• **Task**: Return each line of the data below that contains the string "being".

• **Saved data entries**:
[Start of Attachment]

PR #35322, opened 2021-10-29
[Backport v2.5] Fix namespaces not being moved to System project on upgrade

jakefhyde:
Backport of #34885, which is a forward port of #34527, addressing some issues that were missed in the original PR (namely, the `retry.RetryOnConflict` logic would never succeed if it failed the first time).

Related Issue: https://github.com/rancher/rancher/issues/32898

Issue #32898, opened 2021-05-26
rancher operator is created rancher-operator-system which is not installed in System project 


sowmyav27:
**What kind of request is this (question/bug/enhancement/feature request):** bug

**Steps to reproduce (least amount of steps as possible):**

- Deploy rancher HA 2.5.8
- The rancher operator chart/pod is seen deployed in rancher-operator-system which is not installed in System project of the local cluster

**Expected Result:**
Rancher operator system namespace should be in thhe System project of the local cluster

**Other details that may be helpful:**

**Environment information**
- Rancher version (`rancher/rancher`/`rancher/server` image tag or shown bottom left in the UI): 2.5.8
- Installation option (single install/HA): HA

jakefhyde:
Discussion
-
Per discussion, we've defined the following requirements:

- [ ] Fix the `DefaultNamespaceAssigned` and `SystemNamespacesAssigned` conditions not being properly set for system and default project namespace assignment
- [ ] Add the `ensureNamespacesAssigned` check to project updated (pending successful condition set update)
- [ ] Unset the `SystemNamespacesAssigned` conditions on controller registration, which will happen on startup and election ensuring successful update

Notes
-
- Projects are updated on user interaction, as well as cluster sync
- Decided to only move namespaces with no `projectID` annotations (i.e. not currently associated with a project) that should be in the System project (i.e. defined in the `system-namespaces` setting) into the System project
- Only unset the `SystemNamespacesAssigned` on registration, as the Default project only requires the `default` namespace, and is unlikely to change
- The fix to add fleet auto-generated namespaces into the system-namespaces project is 2.6 onward, as is the hook to check if specific updates are required during an upgrade based on the current rancher version

cbron:
Moving this to 2.5.11, don't merge into 2.5 until 2.5.10 goes out.

jmcsagdc:
Verified in v2.5-e014cd0b24c798950cdbcd7d99d4fd83ea529d36-head

1. launch something older. I used 2.5.10
2. add a namespace outside of any project. I created "david"
3. use the api to add Harry as a System project
4. upgrade Rancher to 2.5-head
5. log in and see where david ended up in the Projects/Namespaces

EXPECTED:
david should be in the System project under the local cluster

![postupgrade2 5](https://user-images.githubusercontent.com/15971368/143966347-d1f9fb2a-5be5-40d0-82b4-d61f426febad.jpg)

PR #35359, opened 2021-11-03
[Forwardport v2.6] Fix namespaces not being moved to System project on upgrade (part 2)

jakefhyde:
Forwardport of #35322, which is a backport of #34885, which is a forward port of #34527, addressing some issues that were missed in the original PR. A specific commit was lost as a result of a force push, which actually performed the system project assignment logic.

Related Issue: #32898

### DIFF
--- a/pkg/rancher/migrations.go
+++ b/pkg/rancher/migrations.go
@@ -197,10 +197,8 @@ func forceSystemNamespaceAssignment(configMapController controllerv1.ConfigMapCo
 	}
 
 	for i := range clusterList.Items {
-		c := &clusterList.Items[i]
-
 		if err := retry.RetryOnConflict(retry.DefaultRetry, func() error {
-			c, err = clusterClient.Get(c.Name, metav1.GetOptions{})
+			c, err := clusterClient.Get(clusterList.Items[i].Name, metav1.GetOptions{})
 			if err != nil {
 				return err
 			}
--- a/pkg/controllers/managementuser/rbac/project_handler.go
+++ b/pkg/controllers/managementuser/rbac/project_handler.go
@@ -43,7 +43,8 @@ func (p *pLifecycle) Create(project *v3.Project) (runtime.Object, error) {
 }
 
 func (p *pLifecycle) Updated(project *v3.Project) (runtime.Object, error) {
-	return nil, nil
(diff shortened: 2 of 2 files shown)


thedadams (approved):

paynejacob (dismissed):

pkg/rancher/migrations.go
```diff
@@ -197,10 +197,10 @@ func forceSystemNamespaceAssignment(configMapController controllerv1.ConfigMapCo
 	}
 
 	for i := range clusterList.Items {
-		c := &clusterList.Items[i]
+		cluster := &clusterList.Items[i]
 
 		if err := retry.RetryOnConflict(retry.DefaultRetry, func() error {
-			c, err = clusterClient.Get(c.Name, metav1.GetOptions{})
+			c, err := clusterClient.Get(cluster.Name, metav1.GetOptions{})
```
jakefhyde, line 203: @thedadams I think this may be a potential fix to the panic, because as it was written previously it would overwrite `c`.

paynejacob (approved):

pkg/rancher/migrations.go
thedadams: The implementation of `Get` never returns a `nil` cluster, even if the cluster is not found.

I think removing the colon would be better here so we don't have two copies of the same cluster object in memory.

thedadams (changes requested):

pkg/rancher/migrations.go
jakefhyde: @thedadams While the returned cluster object is not nil, it is zero initialized on failure which will have the same effect where our retry logic never succeeds. Also I'm omitting the outer scoped `cluster` object entirely, since only the name is required.

thedadams: If I understand correctly, the cluster object returned by `Get` is only zero-valued when an error is returned. Since you are handling the error here, the cluster object is never attempted to be updated. Also, whether you are declaring a new variable or overwriting an existing one, the effect here would be the same.

With that said, I think removing the outer-scoped cluster object has the same effect I was looking for in my previous comment so that is good with me.

thedadams (approved):

paynejacob (approved):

[End of Attachment]

• **Task solution**:
[Backport v2.5] Fix namespaces not being moved to System project on upgrade
- [ ] Fix the `DefaultNamespaceAssigned` and `SystemNamespacesAssigned` conditions not being properly set for system and default project namespace assignment
[Forwardport v2.6] Fix namespaces not being moved to System project on upgrade (part 2)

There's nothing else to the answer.